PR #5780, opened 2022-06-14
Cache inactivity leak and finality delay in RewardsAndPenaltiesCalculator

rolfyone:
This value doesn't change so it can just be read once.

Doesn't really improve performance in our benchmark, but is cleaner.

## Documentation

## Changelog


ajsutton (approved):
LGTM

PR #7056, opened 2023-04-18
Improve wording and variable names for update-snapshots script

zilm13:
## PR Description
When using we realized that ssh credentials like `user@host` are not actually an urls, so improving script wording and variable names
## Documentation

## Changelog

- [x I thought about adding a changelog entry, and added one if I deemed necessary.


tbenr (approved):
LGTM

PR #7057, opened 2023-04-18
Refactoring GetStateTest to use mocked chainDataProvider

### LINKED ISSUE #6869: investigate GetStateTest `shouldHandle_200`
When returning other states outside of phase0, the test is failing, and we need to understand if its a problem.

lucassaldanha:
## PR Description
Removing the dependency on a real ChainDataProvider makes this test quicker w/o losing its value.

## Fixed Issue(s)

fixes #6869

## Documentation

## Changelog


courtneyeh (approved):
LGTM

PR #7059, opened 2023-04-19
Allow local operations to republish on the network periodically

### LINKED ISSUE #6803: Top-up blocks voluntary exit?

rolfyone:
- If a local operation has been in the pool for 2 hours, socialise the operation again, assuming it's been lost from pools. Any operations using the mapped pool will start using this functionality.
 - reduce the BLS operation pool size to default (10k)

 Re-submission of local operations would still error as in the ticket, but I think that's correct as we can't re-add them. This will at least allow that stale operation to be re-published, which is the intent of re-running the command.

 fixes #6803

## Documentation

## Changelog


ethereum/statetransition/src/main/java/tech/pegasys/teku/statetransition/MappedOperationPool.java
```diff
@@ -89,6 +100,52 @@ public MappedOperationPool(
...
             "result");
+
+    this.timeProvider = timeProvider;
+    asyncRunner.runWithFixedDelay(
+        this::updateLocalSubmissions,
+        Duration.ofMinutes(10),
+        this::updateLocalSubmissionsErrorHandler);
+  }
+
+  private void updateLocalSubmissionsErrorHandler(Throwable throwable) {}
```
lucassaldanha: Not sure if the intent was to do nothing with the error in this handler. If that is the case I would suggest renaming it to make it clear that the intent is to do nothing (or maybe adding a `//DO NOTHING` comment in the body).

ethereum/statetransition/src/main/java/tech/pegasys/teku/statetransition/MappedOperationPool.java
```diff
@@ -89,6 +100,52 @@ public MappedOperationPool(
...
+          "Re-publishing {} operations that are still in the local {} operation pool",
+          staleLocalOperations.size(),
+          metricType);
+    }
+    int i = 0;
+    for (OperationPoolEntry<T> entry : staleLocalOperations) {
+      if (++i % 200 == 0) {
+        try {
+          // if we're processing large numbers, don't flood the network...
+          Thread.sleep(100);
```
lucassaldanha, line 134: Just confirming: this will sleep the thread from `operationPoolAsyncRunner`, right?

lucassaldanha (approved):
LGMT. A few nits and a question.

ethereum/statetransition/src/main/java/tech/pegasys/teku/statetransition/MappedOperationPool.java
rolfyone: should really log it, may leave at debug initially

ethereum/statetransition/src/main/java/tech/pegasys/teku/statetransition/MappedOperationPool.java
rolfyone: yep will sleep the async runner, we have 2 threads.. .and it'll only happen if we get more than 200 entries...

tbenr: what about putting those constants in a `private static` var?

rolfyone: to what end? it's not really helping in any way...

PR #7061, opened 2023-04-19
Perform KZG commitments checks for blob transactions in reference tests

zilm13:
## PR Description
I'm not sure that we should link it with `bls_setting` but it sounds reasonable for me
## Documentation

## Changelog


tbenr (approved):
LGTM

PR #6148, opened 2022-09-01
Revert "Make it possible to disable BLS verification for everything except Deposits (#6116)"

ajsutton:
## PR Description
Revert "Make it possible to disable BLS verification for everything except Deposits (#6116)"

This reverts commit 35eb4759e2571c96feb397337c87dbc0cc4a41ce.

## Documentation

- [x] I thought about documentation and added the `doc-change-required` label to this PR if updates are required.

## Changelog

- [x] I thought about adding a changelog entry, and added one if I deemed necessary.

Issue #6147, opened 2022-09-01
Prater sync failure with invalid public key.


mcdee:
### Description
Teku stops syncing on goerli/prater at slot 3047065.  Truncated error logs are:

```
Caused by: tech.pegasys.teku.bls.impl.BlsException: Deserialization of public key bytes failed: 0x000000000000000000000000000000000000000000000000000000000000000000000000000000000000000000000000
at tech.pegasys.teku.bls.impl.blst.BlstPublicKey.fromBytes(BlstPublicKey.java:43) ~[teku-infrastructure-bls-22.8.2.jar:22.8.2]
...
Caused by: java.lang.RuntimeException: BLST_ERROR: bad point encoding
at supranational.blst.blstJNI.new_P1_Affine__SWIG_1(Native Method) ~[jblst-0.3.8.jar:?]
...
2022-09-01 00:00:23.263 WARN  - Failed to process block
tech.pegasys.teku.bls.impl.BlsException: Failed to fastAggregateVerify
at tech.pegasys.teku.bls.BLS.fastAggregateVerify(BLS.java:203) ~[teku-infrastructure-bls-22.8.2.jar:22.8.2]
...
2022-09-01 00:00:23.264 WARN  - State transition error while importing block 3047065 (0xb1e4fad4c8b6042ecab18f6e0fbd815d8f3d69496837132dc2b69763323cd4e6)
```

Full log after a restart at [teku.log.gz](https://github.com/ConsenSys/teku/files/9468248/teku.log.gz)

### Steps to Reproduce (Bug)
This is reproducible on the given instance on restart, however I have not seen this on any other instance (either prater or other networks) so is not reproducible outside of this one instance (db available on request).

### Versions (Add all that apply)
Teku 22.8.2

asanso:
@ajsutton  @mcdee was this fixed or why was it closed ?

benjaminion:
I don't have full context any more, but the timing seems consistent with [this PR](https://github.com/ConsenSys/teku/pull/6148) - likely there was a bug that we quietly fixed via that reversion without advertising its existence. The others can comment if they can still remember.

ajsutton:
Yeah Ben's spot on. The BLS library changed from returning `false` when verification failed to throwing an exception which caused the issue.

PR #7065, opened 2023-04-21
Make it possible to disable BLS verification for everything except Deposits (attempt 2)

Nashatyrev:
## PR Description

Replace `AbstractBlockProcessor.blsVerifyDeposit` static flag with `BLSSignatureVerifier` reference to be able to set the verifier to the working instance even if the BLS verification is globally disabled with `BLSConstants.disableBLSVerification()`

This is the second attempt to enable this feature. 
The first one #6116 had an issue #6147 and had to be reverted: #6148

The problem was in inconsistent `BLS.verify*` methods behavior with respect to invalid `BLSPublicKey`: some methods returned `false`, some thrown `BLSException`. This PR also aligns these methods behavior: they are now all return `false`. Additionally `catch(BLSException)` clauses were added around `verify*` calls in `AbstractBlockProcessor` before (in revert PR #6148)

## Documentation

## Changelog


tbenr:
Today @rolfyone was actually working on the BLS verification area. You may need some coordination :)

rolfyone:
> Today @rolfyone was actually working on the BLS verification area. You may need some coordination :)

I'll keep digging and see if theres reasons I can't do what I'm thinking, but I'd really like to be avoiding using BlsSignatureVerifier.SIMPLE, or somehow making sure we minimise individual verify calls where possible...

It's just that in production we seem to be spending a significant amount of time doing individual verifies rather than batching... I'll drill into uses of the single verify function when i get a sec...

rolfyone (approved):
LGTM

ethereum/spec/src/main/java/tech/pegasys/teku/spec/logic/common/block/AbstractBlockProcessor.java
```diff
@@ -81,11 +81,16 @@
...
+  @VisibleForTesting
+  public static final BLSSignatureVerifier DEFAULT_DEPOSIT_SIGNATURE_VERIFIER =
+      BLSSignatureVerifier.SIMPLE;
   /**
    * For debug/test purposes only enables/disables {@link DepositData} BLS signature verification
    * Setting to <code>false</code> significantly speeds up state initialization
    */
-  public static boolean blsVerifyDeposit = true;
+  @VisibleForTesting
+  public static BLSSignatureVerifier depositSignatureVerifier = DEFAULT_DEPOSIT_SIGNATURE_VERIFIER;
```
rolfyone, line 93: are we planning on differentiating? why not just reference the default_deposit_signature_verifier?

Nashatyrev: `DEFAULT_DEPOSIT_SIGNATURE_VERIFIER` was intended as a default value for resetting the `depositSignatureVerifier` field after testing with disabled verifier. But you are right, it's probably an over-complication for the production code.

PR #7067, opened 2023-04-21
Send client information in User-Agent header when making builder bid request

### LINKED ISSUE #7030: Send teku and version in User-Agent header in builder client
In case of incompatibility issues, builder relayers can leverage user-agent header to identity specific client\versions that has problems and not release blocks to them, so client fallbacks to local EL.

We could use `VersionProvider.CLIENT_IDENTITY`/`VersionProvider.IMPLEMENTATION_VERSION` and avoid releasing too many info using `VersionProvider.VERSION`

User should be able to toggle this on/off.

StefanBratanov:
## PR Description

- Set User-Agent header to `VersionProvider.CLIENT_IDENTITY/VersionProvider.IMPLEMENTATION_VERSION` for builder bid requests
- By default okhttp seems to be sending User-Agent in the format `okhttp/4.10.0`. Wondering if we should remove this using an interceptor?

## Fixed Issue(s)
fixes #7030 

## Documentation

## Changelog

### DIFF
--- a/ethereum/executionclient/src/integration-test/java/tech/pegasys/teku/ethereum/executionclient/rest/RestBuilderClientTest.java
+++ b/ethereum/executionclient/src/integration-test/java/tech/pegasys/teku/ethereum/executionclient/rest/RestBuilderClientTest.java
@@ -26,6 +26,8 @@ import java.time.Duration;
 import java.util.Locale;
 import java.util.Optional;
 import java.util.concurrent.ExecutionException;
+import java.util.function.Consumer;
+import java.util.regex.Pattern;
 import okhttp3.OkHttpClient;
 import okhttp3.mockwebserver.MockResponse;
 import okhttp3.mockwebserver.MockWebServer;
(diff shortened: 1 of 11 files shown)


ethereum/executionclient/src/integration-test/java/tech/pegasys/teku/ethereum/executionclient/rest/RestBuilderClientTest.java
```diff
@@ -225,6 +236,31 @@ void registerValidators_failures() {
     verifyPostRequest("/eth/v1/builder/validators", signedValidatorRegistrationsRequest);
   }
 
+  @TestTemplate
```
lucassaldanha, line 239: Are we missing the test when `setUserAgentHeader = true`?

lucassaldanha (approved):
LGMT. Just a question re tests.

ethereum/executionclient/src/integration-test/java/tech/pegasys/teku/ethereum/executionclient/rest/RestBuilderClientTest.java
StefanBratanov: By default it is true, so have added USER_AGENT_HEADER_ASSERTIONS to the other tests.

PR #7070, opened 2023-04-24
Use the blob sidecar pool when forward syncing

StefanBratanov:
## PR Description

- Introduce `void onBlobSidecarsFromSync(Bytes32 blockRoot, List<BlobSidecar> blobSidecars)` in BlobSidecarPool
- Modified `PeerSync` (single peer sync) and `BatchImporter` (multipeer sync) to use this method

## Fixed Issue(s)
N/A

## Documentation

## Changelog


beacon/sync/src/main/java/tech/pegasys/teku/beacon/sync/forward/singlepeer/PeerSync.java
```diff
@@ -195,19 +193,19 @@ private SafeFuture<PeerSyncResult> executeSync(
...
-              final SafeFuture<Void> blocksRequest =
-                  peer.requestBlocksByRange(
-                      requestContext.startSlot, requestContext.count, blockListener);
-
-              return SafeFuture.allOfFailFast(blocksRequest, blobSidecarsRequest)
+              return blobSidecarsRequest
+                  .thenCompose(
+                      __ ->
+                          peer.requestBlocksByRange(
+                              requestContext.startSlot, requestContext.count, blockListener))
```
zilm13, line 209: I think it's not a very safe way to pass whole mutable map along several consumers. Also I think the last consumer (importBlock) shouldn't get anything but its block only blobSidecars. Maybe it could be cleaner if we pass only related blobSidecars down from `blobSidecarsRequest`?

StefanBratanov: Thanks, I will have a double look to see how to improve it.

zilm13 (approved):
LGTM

○ ○ ○ ○

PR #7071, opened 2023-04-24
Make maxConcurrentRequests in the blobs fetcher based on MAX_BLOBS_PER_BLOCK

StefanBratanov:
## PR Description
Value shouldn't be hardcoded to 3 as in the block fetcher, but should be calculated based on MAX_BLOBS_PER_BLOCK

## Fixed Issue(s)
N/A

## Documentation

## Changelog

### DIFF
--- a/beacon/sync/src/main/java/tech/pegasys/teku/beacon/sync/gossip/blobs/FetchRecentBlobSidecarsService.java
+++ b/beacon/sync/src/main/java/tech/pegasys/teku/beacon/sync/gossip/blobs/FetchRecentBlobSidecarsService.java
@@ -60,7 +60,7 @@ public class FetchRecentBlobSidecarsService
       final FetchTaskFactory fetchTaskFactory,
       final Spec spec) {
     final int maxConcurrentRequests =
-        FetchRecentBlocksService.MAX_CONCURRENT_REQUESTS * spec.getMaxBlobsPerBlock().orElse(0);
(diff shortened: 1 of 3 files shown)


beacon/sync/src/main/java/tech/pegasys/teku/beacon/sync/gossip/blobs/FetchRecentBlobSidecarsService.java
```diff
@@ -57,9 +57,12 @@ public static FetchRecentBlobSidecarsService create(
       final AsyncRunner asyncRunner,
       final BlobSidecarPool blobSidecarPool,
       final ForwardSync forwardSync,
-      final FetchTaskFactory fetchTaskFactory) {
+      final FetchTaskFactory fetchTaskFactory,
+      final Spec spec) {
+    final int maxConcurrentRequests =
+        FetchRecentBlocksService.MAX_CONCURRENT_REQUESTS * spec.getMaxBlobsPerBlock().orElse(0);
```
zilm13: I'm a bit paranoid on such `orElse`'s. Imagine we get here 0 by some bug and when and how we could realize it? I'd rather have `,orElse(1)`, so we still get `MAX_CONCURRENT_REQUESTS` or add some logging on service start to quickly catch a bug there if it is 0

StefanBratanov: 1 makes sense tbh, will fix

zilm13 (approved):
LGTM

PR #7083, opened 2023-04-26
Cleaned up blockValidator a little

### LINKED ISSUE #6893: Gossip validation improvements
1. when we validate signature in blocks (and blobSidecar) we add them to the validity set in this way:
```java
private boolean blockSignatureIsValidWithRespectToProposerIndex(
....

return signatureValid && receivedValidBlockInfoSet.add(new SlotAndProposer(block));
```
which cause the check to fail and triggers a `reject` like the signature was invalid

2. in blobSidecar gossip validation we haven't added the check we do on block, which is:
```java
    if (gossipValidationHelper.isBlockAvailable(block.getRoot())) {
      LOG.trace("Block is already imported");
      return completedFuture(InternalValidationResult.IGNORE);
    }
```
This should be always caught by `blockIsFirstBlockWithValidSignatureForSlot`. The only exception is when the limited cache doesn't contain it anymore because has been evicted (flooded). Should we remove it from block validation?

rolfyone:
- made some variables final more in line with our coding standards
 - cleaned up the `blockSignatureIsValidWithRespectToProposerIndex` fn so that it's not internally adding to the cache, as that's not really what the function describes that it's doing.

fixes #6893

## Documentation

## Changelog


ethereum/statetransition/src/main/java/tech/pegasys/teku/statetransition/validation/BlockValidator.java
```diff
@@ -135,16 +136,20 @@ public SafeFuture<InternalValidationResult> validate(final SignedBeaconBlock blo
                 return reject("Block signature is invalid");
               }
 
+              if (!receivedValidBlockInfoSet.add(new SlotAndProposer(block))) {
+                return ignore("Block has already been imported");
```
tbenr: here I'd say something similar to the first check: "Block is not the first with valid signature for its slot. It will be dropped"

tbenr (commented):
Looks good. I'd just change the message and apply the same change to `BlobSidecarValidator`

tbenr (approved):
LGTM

○ ○ ○ ○

▶ [Work item]:
Work through the data and count each line holding the string "names". Give only that count.

▶ [Response]:
2